--- DATASET RECORDS ---

PR #866, opened 2020-03-16
chain: Refund transaction fee if success with all report messages

sorawit:


prin-r (commented):
This pr was tested by comparing report tx with send tx.
Both txs were sent by validator1 with fee = 500,000 uband.
Validator1 lose nothing after sending report tx but lose 500,888 uband for sending tx (fee 500,00, amount 888).

[reportTx.txt](https://github.com/bandprotocol/bandchain/files/4338285/reportTx.txt)
[sendTx.txt](https://github.com/bandprotocol/bandchain/files/4338287/sendTx.txt)

chain/app/app.go
```diff
@@ -361,20 +343,56 @@ func NewBandApp(
...
+					isAllReportTxs = false
+				}
+			}
+			if isAllReportTxs {
+				acc := app.accountKeeper.GetAccount(app.deliverContext, stdTx.GetSigners()[0])
+				if acc != nil {
+					err := app.supplyKeeper.SendCoinsFromModuleToAccount(
+						app.deliverContext,
+						auth.FeeCollectorName,
+						acc.GetAddress(),
```
taobun: Why do we need to get an account from the account keeper? Using stdTx.GetSigners()[0] as to address from send coin is not enough?

chain/app/app.go
```diff
@@ -361,20 +343,56 @@ func NewBandApp(
...
+						stdTx.Fee.Amount,
```
taobun: wow feels good

chain/app/app.go
sorawit: I'm not sure, I just strictly follow what Cosmos ante code is doing. Can you help double check? Cosmos `x/auth/ante.go` specifically calls `GetSignerAcc` to get account from address, then call `DeductFees` on the account, though `DeductFees` just calls `SendCoinsFromModuleToAccount` on the acccount's address.

sorawit: Is it possible that the account is removed somehow and somehow reach here without an account on that address?

chain/app/app.go
```diff
@@ -123,6 +122,11 @@ type bandApp struct {
 	paramsKeeper   params.Keeper
 	zoracleKeeper  zoracle.Keeper
 
+	// Decoder for unmarshaling []byte into sdk.Tx
+	txDecoder sdk.TxDecoder
+	// Deliver Context that is set during BeingBlock and unset during EndBlock; primarily for gas refund
+	deliverContext sdk.Context
```
taobun, line 128: Make it to public or create getter function to get it

chain/app/app.go
```diff
@@ -361,20 +343,54 @@ func NewBandApp(
...
+		// Refund 100% of gas fee for any successful transaction that only contains MsgReportData
+		tx, err := app.txDecoder(req.Tx)
+		if err != nil { // Should never happen because BaseApp.DeliverTx succeeds
+			panic(err)
+		}
+		isAllReportTxs := true
+		if stdTx, ok := tx.(auth.StdTx); ok {
+			for _, msg := range tx.GetMsgs() {
+				if _, ok := msg.(zoracle.MsgReportData); !ok {
+					isAllReportTxs = false
```
taobun, line 373: break loop?

taobun (changes requested):

chain/app/app.go
sorawit: That will be on a separate PR to make everything including all keepers accessible.

chain/app/app.go
sorawit: Right. thanks!

taobun (approved):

---

> _WHAT THIS TASK INVOLVES_: Copy every record shown above, exactly and completely.

> _ANSWER BELOW_:
PR #866, opened 2020-03-16
chain: Refund transaction fee if success with all report messages

sorawit:


prin-r (commented):
This pr was tested by comparing report tx with send tx.
Both txs were sent by validator1 with fee = 500,000 uband.
Validator1 lose nothing after sending report tx but lose 500,888 uband for sending tx (fee 500,00, amount 888).

[reportTx.txt](https://github.com/bandprotocol/bandchain/files/4338285/reportTx.txt)
[sendTx.txt](https://github.com/bandprotocol/bandchain/files/4338287/sendTx.txt)

chain/app/app.go
```diff
@@ -361,20 +343,56 @@ func NewBandApp(
...
+					isAllReportTxs = false
+				}
+			}
+			if isAllReportTxs {
+				acc := app.accountKeeper.GetAccount(app.deliverContext, stdTx.GetSigners()[0])
+				if acc != nil {
+					err := app.supplyKeeper.SendCoinsFromModuleToAccount(
+						app.deliverContext,
+						auth.FeeCollectorName,
+						acc.GetAddress(),
```
taobun: Why do we need to get an account from the account keeper? Using stdTx.GetSigners()[0] as to address from send coin is not enough?

chain/app/app.go
```diff
@@ -361,20 +343,56 @@ func NewBandApp(
...
+						stdTx.Fee.Amount,
```
taobun: wow feels good

chain/app/app.go
sorawit: I'm not sure, I just strictly follow what Cosmos ante code is doing. Can you help double check? Cosmos `x/auth/ante.go` specifically calls `GetSignerAcc` to get account from address, then call `DeductFees` on the account, though `DeductFees` just calls `SendCoinsFromModuleToAccount` on the acccount's address.

sorawit: Is it possible that the account is removed somehow and somehow reach here without an account on that address?

chain/app/app.go
```diff
@@ -123,6 +122,11 @@ type bandApp struct {
 	paramsKeeper   params.Keeper
 	zoracleKeeper  zoracle.Keeper
 
+	// Decoder for unmarshaling []byte into sdk.Tx
+	txDecoder sdk.TxDecoder
+	// Deliver Context that is set during BeingBlock and unset during EndBlock; primarily for gas refund
+	deliverContext sdk.Context
```
taobun, line 128: Make it to public or create getter function to get it

chain/app/app.go
```diff
@@ -361,20 +343,54 @@ func NewBandApp(
...
+		// Refund 100% of gas fee for any successful transaction that only contains MsgReportData
+		tx, err := app.txDecoder(req.Tx)
+		if err != nil { // Should never happen because BaseApp.DeliverTx succeeds
+			panic(err)
+		}
+		isAllReportTxs := true
+		if stdTx, ok := tx.(auth.StdTx); ok {
+			for _, msg := range tx.GetMsgs() {
+				if _, ok := msg.(zoracle.MsgReportData); !ok {
+					isAllReportTxs = false
```
taobun, line 373: break loop?

taobun (changes requested):

chain/app/app.go
sorawit: That will be on a separate PR to make everything including all keepers accessible.

chain/app/app.go
sorawit: Right. thanks!

taobun (approved):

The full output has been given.